§ **DIRECTIONS**
Starting at the line below holding "Issue #110, opened 2016-06-08" and stopping at the line holding "go/gc/src/runtime/panic.go:478 +0x3cb", print every line exactly, both ends included, and leave the rest out.

╭─ DATA SUPPLIED

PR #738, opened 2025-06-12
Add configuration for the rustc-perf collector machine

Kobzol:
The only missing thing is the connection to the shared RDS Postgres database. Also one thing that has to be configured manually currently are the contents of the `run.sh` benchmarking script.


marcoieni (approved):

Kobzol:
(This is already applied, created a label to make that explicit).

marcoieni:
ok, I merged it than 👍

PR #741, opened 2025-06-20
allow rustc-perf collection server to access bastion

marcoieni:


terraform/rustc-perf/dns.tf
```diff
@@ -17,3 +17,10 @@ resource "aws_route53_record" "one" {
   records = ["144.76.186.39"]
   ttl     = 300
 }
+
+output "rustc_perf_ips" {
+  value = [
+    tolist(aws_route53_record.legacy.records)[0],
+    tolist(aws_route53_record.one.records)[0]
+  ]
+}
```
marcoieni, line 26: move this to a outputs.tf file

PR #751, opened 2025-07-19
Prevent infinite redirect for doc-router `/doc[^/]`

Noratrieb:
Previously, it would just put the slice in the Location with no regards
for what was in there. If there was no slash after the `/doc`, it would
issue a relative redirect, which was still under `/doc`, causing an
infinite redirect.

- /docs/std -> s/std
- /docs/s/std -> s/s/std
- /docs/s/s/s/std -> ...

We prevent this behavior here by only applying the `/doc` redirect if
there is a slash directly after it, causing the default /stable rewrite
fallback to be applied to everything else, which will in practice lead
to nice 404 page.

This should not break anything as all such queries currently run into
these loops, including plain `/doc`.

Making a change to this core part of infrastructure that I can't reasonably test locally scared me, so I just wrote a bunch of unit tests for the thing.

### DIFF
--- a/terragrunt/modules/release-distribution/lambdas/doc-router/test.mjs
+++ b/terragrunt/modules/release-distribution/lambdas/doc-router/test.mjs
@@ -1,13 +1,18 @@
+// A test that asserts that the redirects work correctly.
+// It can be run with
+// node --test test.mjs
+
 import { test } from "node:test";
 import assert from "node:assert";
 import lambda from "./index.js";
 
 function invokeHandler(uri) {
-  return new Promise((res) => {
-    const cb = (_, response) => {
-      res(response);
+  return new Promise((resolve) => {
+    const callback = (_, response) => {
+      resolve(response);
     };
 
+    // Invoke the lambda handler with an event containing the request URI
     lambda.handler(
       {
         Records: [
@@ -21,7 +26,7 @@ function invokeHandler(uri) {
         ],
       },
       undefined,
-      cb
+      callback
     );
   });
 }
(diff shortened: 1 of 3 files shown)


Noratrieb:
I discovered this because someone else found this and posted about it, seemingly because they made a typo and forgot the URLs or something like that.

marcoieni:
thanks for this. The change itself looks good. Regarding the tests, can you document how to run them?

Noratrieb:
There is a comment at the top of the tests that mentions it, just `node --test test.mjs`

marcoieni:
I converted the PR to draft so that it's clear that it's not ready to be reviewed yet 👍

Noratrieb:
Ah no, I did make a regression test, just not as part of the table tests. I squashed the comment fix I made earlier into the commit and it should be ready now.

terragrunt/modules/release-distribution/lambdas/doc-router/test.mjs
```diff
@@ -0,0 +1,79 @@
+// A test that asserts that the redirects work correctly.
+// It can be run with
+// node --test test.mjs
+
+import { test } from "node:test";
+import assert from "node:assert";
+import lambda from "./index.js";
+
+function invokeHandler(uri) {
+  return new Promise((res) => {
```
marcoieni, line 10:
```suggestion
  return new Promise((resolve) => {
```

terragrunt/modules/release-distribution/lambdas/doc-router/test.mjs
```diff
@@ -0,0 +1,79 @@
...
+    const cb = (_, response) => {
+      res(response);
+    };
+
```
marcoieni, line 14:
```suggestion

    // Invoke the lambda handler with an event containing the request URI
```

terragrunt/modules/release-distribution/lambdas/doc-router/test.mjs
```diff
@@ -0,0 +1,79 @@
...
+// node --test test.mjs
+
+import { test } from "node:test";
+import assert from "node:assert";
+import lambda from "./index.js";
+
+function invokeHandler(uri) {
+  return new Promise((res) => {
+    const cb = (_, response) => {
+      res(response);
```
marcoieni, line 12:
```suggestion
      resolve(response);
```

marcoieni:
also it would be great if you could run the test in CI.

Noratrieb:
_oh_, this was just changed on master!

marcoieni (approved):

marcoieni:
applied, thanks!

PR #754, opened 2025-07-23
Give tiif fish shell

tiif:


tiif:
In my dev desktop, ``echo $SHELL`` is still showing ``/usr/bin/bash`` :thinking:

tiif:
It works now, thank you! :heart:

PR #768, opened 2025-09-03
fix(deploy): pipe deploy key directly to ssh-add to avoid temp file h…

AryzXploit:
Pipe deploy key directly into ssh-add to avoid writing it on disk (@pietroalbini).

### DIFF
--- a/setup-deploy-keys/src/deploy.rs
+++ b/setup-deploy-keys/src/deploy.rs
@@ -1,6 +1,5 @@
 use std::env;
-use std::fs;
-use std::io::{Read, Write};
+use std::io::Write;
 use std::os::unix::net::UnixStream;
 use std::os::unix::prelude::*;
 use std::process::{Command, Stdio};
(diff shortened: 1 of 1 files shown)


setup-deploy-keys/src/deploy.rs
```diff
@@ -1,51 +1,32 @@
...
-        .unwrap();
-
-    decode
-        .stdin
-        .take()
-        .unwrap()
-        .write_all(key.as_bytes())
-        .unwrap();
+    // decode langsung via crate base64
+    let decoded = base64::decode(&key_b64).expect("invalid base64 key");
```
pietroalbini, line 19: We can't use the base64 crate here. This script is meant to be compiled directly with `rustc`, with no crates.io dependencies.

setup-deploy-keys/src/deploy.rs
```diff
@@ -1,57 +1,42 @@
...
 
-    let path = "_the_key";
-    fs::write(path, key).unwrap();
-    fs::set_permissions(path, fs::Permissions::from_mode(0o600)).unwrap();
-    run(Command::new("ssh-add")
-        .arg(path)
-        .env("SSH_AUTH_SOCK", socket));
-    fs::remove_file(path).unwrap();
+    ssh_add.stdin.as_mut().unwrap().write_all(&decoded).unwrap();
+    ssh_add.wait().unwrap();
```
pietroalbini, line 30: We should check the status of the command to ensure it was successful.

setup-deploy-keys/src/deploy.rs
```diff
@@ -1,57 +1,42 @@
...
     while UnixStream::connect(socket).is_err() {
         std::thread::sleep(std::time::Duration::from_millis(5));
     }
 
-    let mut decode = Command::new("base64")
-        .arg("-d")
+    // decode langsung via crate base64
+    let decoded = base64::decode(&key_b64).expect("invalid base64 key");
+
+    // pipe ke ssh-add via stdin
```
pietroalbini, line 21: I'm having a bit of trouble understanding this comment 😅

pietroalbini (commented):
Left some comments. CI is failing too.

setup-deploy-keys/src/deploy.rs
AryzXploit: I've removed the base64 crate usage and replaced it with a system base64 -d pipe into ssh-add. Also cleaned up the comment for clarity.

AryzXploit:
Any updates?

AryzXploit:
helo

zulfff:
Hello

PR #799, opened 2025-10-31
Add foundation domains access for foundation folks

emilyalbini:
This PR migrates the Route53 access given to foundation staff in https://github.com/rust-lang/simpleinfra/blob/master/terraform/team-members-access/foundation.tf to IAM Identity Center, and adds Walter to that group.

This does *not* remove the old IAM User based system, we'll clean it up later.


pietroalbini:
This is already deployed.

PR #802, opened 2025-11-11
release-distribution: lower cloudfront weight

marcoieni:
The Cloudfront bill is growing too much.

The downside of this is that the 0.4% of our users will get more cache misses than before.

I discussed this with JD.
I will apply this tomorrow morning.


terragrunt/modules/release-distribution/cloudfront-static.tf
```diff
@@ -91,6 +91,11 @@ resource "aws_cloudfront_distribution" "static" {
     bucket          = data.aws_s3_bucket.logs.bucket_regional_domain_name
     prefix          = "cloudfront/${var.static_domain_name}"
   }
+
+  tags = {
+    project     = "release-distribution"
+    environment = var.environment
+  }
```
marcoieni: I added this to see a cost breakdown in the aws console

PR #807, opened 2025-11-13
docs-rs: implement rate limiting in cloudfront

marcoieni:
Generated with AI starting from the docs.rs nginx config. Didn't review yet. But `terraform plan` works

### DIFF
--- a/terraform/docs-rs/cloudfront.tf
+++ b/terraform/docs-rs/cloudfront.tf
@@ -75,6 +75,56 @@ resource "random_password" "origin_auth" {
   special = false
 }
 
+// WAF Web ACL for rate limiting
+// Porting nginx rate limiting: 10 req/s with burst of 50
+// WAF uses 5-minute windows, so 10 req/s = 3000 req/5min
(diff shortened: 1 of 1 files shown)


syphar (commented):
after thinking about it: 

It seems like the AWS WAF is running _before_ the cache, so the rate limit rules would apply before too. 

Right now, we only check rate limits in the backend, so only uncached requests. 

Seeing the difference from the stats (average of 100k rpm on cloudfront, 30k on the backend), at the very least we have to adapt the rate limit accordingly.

╰─
╭─ DATA SUPPLIED

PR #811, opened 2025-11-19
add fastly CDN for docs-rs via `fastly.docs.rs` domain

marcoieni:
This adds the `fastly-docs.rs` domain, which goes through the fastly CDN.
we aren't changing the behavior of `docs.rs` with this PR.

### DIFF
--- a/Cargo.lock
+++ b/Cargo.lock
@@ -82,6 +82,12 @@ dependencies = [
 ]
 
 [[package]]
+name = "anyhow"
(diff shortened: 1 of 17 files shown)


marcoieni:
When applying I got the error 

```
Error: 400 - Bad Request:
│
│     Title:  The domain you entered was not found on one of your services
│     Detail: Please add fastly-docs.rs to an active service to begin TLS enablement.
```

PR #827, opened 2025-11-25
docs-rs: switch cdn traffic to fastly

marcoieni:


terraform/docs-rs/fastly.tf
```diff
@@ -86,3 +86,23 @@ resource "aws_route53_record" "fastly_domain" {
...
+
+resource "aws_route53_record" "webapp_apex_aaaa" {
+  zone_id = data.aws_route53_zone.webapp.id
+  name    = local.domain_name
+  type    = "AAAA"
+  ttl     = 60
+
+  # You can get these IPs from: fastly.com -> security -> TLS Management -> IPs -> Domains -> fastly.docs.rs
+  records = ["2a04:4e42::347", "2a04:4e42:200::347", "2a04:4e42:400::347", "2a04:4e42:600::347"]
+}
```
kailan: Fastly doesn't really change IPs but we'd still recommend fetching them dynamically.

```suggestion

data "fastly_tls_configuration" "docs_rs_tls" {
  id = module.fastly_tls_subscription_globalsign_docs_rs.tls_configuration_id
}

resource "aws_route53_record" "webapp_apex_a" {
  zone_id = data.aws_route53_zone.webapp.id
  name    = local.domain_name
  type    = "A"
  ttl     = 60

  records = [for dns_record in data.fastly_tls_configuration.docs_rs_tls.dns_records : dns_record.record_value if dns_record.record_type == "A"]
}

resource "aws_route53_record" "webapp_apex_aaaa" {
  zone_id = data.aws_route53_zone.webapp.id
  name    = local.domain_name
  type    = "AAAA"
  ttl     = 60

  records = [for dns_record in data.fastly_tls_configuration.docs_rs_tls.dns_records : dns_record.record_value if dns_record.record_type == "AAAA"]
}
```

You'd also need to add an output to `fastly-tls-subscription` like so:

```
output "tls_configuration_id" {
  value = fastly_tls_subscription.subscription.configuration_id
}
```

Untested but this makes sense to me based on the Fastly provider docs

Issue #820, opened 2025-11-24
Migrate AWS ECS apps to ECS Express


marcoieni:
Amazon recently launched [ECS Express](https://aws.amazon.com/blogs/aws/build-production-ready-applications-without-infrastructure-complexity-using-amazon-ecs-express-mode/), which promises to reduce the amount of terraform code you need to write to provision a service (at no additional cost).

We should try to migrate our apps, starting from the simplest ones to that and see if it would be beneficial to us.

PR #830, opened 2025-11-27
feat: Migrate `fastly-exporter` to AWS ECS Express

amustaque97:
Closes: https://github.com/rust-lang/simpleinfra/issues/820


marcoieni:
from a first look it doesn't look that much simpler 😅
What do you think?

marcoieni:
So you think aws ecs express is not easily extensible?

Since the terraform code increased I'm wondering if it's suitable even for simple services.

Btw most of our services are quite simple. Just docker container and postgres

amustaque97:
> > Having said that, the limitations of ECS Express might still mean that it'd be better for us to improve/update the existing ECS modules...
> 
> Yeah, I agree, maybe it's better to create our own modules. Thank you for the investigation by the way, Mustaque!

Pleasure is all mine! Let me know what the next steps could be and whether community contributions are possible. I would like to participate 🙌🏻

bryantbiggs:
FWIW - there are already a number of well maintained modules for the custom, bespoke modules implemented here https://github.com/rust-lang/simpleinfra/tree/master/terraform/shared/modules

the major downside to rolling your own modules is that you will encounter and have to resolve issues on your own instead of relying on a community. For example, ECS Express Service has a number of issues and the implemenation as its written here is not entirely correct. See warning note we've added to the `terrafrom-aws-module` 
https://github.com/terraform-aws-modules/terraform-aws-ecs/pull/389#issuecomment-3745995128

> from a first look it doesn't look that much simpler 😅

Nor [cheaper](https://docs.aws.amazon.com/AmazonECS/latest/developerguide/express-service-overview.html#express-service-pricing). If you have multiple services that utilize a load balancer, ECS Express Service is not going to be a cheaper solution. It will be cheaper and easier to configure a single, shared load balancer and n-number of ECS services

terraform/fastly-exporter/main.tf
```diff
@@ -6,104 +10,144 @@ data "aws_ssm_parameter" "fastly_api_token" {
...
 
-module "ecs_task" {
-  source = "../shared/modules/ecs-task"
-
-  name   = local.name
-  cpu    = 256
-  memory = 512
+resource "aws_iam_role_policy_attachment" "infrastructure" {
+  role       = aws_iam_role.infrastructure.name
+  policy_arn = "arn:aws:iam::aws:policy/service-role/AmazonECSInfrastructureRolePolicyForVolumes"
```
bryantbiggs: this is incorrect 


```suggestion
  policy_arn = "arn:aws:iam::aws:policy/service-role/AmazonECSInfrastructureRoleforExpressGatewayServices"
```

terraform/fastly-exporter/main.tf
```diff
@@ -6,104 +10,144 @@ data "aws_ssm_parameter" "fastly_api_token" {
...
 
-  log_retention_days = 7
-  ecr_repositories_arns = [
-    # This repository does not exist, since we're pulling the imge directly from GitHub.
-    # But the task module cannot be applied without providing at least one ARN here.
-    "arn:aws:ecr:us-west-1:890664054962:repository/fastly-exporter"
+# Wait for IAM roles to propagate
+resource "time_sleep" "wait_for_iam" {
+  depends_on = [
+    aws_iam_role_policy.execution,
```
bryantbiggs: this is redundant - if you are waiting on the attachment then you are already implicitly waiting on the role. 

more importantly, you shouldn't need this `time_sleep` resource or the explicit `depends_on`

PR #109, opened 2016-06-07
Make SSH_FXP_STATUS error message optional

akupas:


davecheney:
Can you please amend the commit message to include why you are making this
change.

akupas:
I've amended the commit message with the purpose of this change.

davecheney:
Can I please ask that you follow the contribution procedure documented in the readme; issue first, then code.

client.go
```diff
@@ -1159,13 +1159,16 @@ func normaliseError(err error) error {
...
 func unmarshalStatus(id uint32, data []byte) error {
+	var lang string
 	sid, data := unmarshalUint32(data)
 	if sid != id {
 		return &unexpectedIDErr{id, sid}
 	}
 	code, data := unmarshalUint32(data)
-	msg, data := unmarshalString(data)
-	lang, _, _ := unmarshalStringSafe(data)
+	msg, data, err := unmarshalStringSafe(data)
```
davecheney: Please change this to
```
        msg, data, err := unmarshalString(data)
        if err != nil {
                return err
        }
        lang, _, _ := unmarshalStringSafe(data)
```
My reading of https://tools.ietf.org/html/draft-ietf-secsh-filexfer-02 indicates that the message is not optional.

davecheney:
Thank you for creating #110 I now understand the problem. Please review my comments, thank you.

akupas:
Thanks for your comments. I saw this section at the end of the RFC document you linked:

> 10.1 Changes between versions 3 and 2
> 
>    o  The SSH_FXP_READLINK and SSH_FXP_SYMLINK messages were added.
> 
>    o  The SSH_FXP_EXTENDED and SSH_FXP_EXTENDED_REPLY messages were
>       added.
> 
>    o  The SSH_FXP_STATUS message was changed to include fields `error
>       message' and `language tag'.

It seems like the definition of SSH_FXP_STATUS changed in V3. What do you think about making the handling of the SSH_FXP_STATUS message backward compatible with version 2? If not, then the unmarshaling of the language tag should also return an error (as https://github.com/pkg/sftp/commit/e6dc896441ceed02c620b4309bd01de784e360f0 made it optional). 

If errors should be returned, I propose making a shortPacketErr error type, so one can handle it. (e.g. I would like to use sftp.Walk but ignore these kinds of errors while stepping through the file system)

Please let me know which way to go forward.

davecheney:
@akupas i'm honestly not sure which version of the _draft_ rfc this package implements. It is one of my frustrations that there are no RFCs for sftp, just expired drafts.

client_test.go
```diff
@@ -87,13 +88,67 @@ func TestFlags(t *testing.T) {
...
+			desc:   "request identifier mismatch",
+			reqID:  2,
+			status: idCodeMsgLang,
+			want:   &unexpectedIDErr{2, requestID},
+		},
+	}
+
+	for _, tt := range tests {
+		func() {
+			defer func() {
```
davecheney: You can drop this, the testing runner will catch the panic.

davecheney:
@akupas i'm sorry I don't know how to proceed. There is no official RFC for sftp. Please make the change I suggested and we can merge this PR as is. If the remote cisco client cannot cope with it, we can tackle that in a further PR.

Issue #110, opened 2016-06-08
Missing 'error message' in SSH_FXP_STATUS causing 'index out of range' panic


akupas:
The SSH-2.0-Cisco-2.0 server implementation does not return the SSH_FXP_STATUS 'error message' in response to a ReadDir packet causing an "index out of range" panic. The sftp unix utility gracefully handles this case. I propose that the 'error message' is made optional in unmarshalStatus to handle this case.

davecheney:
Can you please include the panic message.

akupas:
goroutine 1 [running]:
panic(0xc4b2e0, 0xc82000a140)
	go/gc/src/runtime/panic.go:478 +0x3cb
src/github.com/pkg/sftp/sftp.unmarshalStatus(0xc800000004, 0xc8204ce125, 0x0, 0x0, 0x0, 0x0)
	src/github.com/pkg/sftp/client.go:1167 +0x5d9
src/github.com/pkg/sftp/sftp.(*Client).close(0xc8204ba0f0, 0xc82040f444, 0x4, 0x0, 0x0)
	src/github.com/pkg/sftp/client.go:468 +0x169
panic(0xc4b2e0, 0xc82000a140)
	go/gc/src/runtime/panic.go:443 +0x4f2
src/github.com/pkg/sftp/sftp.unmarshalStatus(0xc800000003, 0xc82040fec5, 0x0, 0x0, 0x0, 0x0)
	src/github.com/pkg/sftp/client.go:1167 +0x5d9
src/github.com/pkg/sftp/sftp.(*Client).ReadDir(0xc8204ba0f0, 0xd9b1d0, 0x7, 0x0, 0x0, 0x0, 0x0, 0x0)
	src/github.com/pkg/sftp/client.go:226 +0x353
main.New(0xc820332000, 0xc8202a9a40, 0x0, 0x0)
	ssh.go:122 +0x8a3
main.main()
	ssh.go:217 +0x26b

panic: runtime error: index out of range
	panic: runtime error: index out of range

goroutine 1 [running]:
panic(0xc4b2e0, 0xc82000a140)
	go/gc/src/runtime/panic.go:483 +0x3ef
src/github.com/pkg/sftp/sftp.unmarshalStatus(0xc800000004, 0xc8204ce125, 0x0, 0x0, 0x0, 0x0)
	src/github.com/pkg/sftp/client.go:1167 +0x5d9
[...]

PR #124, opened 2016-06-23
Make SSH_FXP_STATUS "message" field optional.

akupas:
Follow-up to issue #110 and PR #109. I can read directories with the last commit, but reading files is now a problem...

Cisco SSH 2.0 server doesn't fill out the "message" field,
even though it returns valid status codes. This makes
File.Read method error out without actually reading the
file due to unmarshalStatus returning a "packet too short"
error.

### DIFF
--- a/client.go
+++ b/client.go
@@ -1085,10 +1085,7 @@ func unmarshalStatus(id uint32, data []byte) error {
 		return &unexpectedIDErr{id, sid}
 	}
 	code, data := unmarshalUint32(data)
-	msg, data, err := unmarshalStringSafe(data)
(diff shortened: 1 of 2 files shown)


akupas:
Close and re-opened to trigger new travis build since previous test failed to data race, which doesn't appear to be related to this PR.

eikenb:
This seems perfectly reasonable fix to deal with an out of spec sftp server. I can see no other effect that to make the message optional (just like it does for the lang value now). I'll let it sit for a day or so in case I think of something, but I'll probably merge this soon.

╰─

§ **ANSWER FOR THE TASK**
Issue #110, opened 2016-06-08
Missing 'error message' in SSH_FXP_STATUS causing 'index out of range' panic


akupas:
The SSH-2.0-Cisco-2.0 server implementation does not return the SSH_FXP_STATUS 'error message' in response to a ReadDir packet causing an "index out of range" panic. The sftp unix utility gracefully handles this case. I propose that the 'error message' is made optional in unmarshalStatus to handle this case.

davecheney:
Can you please include the panic message.

akupas:
goroutine 1 [running]:
panic(0xc4b2e0, 0xc82000a140)
	go/gc/src/runtime/panic.go:478 +0x3cb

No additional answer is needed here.